The company assesses the recoverability of goodwill under SFAS No. 121
by determining whether the amortization of the company's goodwill balance
over its remaining life can be recovered through undiscounted future
operating cash flows of the acquired businesses. If the company determines
that goodwill is impaired, the loss is measured using estimated fair value.
The assessment of the recoverability of goodwill will be impacted if
estimated cash flows are not achieved. Factors that may impact estimated
cash flows include, among other things, consumer demand, the acceptability of
the company's products, ability to offer competitive pricing at acceptable
margins and a number of macro-economic factors including the strength of the
U.S. dollar relative to other foreign currencies.

The company's goodwill at April 28, 2002 totaled $47.1 million and
related to the following divisions: Culp Decorative Fabrics- $42.3 million,
Culp Yarn - $0.7 million and Culp Home Fashions - $4.1 million. The company's
assessment at April 28, 2002 and April 29, 2001 indicated that undiscounted
future operating cash flows of these businesses were sufficient to recover
the carrying amounts of goodwill.

In June 2001, the FASB issued SFAS No. 142, "Goodwill and Other
Intangible Assets," which is effective as of the company's 2003 fiscal year
that started April 29, 2002. SFAS No. 142 represents a substantial change in
how goodwill is accounted for. SFAS No. 142 requires that goodwill no longer
be amortized and that goodwill be tested for impairment by comparing the
reporting unit's carrying value to fair value as of April 29, 2002. If any
impairment is indicated, it must be measured and recorded before the end of
fiscal 2003. SFAS No. 142 requires that any goodwill impairment loss
recognized as a result of initial application be reported as of the first
quarter of fiscal 2003 as a change in accounting principle, and that the
income per share effects of the accounting change be separately disclosed.
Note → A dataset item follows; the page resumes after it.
Issue #82, opened 2021-02-19
Clicking on the notification area box does not open or focus the app


echosa:
**Describe the bug**
When running Spot (or any media player in GNOME), a "notification" box shows up in the notifications area that allows easy access and control of music from anywhere. Screenshot:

In response to this requirement, management engaged a business
valuation specialist to assist the company in the determination of the fair
market value of Culp Decorative Fabrics because of the significance of the
goodwill associated with the division and due to its recent operating
performance for fiscal 2001 and 2002, which had been significantly below its
historical level of profitability. As a result of the adoption of SFAS No.
142, the Company expects to record a special (non-cash) goodwill impairment
charge in the range of $23 million to $27 million (on an after tax basis)
related to the goodwill associated with its Culp Decorative Fabrics division.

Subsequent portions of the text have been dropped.